Count the lines in the data below that include the word "results", then state the total and nothing besides.
+++ Material for this task
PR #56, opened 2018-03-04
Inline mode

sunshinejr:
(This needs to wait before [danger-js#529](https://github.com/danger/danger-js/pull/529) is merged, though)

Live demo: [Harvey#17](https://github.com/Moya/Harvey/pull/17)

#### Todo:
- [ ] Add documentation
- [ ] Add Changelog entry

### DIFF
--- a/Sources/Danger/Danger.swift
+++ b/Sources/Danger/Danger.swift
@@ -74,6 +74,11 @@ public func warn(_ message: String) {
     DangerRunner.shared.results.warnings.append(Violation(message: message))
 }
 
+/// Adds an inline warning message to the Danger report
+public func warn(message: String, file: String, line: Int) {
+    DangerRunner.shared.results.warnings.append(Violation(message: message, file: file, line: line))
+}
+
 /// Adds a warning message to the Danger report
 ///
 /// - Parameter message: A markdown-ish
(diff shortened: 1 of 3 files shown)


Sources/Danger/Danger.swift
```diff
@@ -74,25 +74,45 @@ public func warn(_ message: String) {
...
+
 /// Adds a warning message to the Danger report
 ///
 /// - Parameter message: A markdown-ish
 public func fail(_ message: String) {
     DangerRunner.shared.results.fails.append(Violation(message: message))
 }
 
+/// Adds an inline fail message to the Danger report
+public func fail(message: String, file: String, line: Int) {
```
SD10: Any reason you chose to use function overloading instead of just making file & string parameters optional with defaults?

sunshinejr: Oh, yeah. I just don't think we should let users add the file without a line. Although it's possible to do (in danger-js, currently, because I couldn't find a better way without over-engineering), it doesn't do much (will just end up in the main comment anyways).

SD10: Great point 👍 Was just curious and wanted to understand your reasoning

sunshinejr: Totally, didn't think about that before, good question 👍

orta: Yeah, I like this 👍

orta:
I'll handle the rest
++++++
● **Exercise solution**: 3